"With an armed and resolved hand,
I'll strip the ragged follies of the time
Naked as at their birth... and with a whip of steel,
Print wounding lashes in their iron ribs.
I fear no mood stampt in a private brow,
When I am pleas'd t' unmask a public vice.
I fear no strumpet's drugs, nor ruffian's stab,
Should I detect their hateful luxuries;"[525]

above all, a scorn of base compliance, an open disdain for

"Those jaded wits
That run a broken pace for common hire,"[526]

an enthusiasm, or deep love of

"A happy muse,
Borne on the wings of her immortal thought,
That kicks at earth with a disdainful heel,
And beats at heaven gates with her bright hoofs."[527]

Such are the energies which he brought to the drama and to comedy; they were great enough to insure him a high and separate position.


[SECTION III.—The Dramas Catiline and Sejanus]

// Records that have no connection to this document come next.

PR #733, opened 2020-04-22
D3ASIM-1849: Added option to export energy trade plots for each market…

hannesdiedrich:
… slot.


src/d3a/d3a_core/export.py
```diff
@@ -662,3 +664,74 @@ def _plot_avg_trade_graph(self, stats, area_name, key, label):
...
+
+    def _plot_energy_profile_hr(self, area: Area, subdir: str):
+        """
+        Plots history of energy trades plotted for each market_slot
+        """
+        barmode = "relative"
+        xtitle = 'Time'
+        ytitle = 'Energy [kWh]'
+        market_name = area.name
+        title = f'HR Energy Trade Profile of {market_name}'
```
faizan2590, line 686:
```suggestion
        title = f'Hourly Energy Trade Profile of {market_name}'
```

hannesdiedrich: Why hourly? It is per market slot.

For whatever Jonson undertakes, whatever be his faults, haughtiness, rough-handling, predilection for morality and the past, antiquarian and censorious instincts, he is never little or dull. It signifies nothing that in his latinized tragedies, "Sejanus, Catiline," he is fettered by the worship of the old worn models of the Roman decadence; nothing that he plays the scholar, manufactures Ciceronian harangues, hauls in choruses imitated from Seneca, holds forth in the style of Lucan and the rhetors of the empire; he more than once attains a genuine accent; through his pedantry, heaviness, literary adoration of the ancients, nature forces its way; he lights, at his first attempt, on the crudities, horrors, gigantic lewdness, shameless depravity of imperial Rome; he takes in hand and sets in motion the lusts and ferocities, the passions of courtesans and princesses, the daring of assassins and of great men, which produced Messalina, Agrippina, Catiline, Tiberius.[528] In the Rome which he places before us we go boldly and straight to the end; justice and pity oppose no barriers. Amid these customs of victors and slaves, human nature is upset, corruption and villainy are held as proofs of insight and energy. Observe how, in "Sejanus," assassination is plotted and carried out with marvellous coolness. Livia discusses with Sejanus the methods of poisoning her husband, in a clear style, without circumlocution, as if the subject were how to gain a lawsuit or to serve up a dinner. There are no equivocations, no hesitation, no remorse in the Rome of Tiberius. Glory and virtue consist in power; scruples are for base minds; the mark of a lofty heart is to desire all and to dare all. Macro says rightly:

"Men's fortune there is virtue; reason their will;
Their license, law; and their observance, skill.